[DATA FOR ANALYSIS — start]

PR #1303, opened 2026-06-05
`gpb-minimum-qty-by-remaining-capacity.php`: Added new snippet for setting a minimum qty by remaining capacity.

SebastianWiz:
## Context

⛑️ Ticket(s): https://secure.helpscout.net/conversation/3344406510/103310?viewId=3808239

## Summary

Added a new snippet for specifying a minimum required booking quantity, based on the remaining capacity.

When a slot's remaining capacity is at or above a configurable threshold, the customer must book at least a minimum quantity. Once enough spots are taken that  remaining capacity drops below the threshold, the minimum no longer applies.


saifsultanc (approved):
Nice! LGTM

PR #1305, opened 2026-06-09
`gw-update-posts.php`: Fixed issue where file upload URLs were saved with surrounding brackets and quotes on Gravity Forms 2.10.

SebastianWiz:
## Context

⛑️ Ticket(s): https://secure.helpscout.net/conversation/3345214180/103343?viewId=3808239

## Summary

Issue: Mapping a file upload field to a post custom field stored a JSON-encoded array (e.g. `["https://example.com/file.jpg"]`) instead of the plain URL. As of Gravity Forms 2.10, file upload fields store their value as JSON even for single uploads, and the snippet was copying that raw entry value straight into the custom field.

Fix: The snippet now resolves file upload values through the field's `get_value_export()` method, returning the plain URL (or a delimited list for multi-file uploads). This works across Gravity Forms versions, handling both legacy plain-URL and 2.10 JSON storage.

### DIFF
--- a/gravity-forms/gw-update-posts.php
+++ b/gravity-forms/gw-update-posts.php
@@ -186,7 +186,7 @@ class GW_Update_Posts {
 					}
 
 					// If the taxonomy is not hierarchical, we need to get the term names from the term ids.
-					if( ! $this->gw_is_taxonomy_hierarchical( $taxonomy ) ) {
+					if ( ! $this->gw_is_taxonomy_hierarchical( $taxonomy ) ) {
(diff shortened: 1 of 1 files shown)


gravity-forms/gw-update-posts.php
saifsultanc: @SebastianWiz Though not directly part of this PR / update, but it would be great if you can fix this linting issues. Rest look fine!

saifsultanc (changes requested):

[DATA FOR ANALYSIS — finish]

# EXERCISE REQUIREMENTS
Please print verbatim each line from the first line of the entries above to the line that contains "Added a new", inclusive, and nothing more.

# SOLUTION FOR THIS TASK
PR #1303, opened 2026-06-05
`gpb-minimum-qty-by-remaining-capacity.php`: Added new snippet for setting a minimum qty by remaining capacity.

SebastianWiz:
## Context

⛑️ Ticket(s): https://secure.helpscout.net/conversation/3344406510/103310?viewId=3808239

## Summary

Added a new snippet for specifying a minimum required booking quantity, based on the remaining capacity.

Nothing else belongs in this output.